*** PROVIDED DATA ***
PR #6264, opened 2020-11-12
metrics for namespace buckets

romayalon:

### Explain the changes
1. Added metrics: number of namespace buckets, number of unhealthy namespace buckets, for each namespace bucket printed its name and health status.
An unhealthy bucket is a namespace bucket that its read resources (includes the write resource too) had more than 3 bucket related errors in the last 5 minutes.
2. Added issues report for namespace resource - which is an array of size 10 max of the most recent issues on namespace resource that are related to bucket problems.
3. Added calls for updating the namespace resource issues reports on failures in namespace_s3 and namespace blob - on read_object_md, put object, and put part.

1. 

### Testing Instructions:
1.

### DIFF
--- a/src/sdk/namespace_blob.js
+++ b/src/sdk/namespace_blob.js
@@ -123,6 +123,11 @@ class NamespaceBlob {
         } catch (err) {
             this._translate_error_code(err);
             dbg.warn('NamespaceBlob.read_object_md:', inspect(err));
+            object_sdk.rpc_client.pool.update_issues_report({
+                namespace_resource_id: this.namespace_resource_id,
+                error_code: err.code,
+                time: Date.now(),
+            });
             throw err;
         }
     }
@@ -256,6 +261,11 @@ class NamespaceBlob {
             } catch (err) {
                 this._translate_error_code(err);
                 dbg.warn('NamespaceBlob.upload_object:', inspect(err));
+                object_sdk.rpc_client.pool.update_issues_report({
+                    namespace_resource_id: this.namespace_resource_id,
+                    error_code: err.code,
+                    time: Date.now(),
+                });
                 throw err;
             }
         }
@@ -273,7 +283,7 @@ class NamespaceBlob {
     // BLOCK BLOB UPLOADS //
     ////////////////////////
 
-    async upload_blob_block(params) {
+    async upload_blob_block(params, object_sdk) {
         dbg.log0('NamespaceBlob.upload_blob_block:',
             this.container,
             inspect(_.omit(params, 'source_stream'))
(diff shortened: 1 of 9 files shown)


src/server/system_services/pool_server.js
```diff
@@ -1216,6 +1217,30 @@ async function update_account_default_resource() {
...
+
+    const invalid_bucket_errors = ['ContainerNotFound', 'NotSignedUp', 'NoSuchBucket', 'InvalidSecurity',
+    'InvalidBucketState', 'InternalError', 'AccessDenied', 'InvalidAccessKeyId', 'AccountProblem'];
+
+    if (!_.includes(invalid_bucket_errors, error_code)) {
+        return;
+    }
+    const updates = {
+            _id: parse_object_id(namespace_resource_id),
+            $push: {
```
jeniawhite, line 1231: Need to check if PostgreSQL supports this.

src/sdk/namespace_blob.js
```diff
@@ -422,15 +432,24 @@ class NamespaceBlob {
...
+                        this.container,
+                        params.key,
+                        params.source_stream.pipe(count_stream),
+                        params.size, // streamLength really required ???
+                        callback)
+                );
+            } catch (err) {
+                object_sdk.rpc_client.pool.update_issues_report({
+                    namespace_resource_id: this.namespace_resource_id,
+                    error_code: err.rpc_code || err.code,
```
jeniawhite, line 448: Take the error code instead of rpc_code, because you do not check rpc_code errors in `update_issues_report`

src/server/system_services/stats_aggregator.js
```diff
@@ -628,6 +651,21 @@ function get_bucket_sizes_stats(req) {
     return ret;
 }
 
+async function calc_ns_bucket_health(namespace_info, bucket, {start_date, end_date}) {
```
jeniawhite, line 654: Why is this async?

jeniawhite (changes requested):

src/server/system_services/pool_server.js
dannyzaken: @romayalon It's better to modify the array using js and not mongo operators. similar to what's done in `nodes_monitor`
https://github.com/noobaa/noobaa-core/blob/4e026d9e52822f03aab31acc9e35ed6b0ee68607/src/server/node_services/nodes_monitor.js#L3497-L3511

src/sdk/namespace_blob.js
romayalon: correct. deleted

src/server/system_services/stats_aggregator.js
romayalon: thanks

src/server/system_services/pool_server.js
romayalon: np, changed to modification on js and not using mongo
*** End of PROVIDED DATA ***
*** PROVIDED DATA ***
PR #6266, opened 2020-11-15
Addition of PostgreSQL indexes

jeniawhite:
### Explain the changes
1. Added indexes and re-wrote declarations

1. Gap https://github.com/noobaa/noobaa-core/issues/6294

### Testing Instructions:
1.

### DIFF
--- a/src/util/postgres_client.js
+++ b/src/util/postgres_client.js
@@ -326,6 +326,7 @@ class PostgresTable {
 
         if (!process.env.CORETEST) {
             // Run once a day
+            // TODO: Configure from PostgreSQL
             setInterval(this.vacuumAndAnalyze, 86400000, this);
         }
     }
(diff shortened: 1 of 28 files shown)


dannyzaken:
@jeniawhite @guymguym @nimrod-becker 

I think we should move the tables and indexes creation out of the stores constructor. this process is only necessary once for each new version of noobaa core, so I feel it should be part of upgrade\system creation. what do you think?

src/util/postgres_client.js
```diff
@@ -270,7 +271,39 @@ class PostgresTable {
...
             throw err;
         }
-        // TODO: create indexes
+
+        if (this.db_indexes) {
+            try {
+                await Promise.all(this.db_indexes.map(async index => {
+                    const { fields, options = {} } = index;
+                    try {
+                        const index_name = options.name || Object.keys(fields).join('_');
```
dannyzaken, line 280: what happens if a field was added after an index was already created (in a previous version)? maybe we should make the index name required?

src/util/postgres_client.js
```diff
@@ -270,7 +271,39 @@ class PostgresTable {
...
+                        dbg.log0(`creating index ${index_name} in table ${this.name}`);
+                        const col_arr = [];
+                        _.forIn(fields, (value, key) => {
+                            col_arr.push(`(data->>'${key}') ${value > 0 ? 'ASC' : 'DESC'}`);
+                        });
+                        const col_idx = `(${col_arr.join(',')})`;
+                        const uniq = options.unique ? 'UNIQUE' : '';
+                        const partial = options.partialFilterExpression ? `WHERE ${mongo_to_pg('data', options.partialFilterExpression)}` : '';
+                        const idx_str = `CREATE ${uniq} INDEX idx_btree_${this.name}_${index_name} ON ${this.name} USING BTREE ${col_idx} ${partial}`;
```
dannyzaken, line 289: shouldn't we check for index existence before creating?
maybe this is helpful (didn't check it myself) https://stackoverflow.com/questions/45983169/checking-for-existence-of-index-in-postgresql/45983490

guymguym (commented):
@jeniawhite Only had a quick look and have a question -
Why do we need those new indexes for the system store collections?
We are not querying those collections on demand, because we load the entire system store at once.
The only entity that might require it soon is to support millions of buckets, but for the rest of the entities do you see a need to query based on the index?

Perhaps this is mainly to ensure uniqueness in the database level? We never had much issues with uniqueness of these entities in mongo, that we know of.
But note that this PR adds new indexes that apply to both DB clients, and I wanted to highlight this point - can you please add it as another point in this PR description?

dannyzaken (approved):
*** End of PROVIDED DATA ***
## WHAT TO WORK ON
What is needed is every line from the data above that includes the string "fields", copied out.

## RESULT OF THE EXERCISE
+                    const { fields, options = {} } = index;
+                        const index_name = options.name || Object.keys(fields).join('_');
+                        _.forIn(fields, (value, key) => {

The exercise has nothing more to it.